(The task) Show every line of the data where the word "there" can be found.
Data shown START
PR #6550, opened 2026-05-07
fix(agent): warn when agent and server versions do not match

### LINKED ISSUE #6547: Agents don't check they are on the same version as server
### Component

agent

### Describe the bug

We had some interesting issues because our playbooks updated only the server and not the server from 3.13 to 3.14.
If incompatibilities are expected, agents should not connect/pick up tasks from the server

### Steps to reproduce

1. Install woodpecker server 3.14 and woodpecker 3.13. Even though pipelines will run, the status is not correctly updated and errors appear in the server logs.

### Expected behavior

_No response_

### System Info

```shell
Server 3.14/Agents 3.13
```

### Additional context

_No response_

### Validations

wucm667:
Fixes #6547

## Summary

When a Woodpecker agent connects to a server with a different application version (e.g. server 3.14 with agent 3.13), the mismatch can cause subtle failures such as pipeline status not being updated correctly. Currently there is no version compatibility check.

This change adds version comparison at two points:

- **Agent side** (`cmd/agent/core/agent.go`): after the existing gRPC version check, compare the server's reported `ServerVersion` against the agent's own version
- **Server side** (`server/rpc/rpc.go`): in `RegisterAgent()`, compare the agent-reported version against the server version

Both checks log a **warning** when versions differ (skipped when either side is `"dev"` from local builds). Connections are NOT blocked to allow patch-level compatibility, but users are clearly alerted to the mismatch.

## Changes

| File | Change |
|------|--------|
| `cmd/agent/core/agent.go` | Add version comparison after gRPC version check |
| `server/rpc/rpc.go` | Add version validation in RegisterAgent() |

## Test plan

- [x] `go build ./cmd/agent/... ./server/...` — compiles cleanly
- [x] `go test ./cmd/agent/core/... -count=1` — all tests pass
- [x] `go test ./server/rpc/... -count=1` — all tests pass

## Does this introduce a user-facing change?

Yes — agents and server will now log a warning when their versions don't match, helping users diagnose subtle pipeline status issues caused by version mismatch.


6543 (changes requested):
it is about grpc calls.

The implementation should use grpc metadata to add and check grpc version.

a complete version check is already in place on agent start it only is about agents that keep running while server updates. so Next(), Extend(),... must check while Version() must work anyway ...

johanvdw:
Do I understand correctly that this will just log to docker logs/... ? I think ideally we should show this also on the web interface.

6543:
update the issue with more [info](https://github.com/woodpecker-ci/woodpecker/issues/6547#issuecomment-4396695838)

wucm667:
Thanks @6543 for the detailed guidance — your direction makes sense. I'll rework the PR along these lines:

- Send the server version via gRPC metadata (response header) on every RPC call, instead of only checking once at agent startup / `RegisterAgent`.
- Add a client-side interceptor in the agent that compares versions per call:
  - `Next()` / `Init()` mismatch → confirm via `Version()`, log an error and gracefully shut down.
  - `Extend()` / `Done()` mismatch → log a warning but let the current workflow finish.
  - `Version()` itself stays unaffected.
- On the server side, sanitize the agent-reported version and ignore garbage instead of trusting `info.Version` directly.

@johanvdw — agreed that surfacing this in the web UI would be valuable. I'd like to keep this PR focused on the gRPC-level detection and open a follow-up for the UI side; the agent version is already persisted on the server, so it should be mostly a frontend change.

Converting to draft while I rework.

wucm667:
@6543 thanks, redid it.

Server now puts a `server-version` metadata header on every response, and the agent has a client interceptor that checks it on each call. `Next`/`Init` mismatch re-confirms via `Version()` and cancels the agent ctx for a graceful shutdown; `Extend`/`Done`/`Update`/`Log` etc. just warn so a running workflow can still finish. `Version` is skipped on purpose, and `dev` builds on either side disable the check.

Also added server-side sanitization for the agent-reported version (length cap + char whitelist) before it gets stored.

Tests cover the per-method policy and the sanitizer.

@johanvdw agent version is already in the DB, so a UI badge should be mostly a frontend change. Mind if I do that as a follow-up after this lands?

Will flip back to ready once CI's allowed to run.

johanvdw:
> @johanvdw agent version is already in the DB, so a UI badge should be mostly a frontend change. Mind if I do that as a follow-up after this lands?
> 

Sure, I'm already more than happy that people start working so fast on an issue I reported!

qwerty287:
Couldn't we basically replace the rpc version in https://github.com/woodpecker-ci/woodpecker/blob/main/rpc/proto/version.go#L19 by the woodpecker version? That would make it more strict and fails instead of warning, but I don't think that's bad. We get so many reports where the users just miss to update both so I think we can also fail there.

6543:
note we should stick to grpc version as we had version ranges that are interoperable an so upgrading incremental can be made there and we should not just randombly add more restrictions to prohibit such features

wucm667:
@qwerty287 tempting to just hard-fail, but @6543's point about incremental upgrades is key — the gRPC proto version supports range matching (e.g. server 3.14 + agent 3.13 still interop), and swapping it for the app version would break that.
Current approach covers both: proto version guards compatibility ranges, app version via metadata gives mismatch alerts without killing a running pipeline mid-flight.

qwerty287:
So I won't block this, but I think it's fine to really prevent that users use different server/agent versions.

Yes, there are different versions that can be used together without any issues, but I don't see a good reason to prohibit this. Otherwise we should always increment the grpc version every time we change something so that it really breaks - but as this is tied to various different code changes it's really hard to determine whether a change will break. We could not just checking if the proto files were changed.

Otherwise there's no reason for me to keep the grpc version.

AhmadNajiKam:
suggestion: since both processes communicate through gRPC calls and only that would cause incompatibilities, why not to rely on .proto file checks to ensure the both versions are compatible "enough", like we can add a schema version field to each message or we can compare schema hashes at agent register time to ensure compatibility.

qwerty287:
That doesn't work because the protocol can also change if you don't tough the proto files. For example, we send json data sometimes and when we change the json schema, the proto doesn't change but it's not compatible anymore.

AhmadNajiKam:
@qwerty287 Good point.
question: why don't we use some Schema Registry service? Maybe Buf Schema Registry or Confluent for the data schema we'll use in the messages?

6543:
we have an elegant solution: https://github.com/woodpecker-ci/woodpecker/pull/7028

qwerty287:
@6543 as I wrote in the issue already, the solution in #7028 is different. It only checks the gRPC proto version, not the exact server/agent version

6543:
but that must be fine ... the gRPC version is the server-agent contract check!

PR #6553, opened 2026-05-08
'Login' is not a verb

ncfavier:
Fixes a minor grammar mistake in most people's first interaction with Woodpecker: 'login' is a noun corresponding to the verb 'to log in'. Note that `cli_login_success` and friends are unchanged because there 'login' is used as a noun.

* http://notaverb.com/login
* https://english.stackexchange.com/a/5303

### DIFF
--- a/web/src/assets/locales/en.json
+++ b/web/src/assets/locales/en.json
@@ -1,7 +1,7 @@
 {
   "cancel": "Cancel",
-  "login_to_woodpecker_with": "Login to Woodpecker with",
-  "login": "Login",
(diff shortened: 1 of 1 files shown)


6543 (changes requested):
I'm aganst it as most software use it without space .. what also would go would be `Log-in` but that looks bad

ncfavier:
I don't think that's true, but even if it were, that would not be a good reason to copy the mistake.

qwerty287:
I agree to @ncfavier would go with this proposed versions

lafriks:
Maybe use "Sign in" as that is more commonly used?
Data shown END
(Exercise response)
When a Woodpecker agent connects to a server with a different application version (e.g. server 3.14 with agent 3.13), the mismatch can cause subtle failures such as pipeline status not being updated correctly. Currently there is no version compatibility check.
Couldn't we basically replace the rpc version in https://github.com/woodpecker-ci/woodpecker/blob/main/rpc/proto/version.go#L19 by the woodpecker version? That would make it more strict and fails instead of warning, but I don't think that's bad. We get so many reports where the users just miss to update both so I think we can also fail there.
note we should stick to grpc version as we had version ranges that are interoperable an so upgrading incremental can be made there and we should not just randombly add more restrictions to prohibit such features
Yes, there are different versions that can be used together without any issues, but I don't see a good reason to prohibit this. Otherwise we should always increment the grpc version every time we change something so that it really breaks - but as this is tied to various different code changes it's really hard to determine whether a change will break. We could not just checking if the proto files were changed.
Otherwise there's no reason for me to keep the grpc version.
Fixes a minor grammar mistake in most people's first interaction with Woodpecker: 'login' is a noun corresponding to the verb 'to log in'. Note that `cli_login_success` and friends are unchanged because there 'login' is used as a noun.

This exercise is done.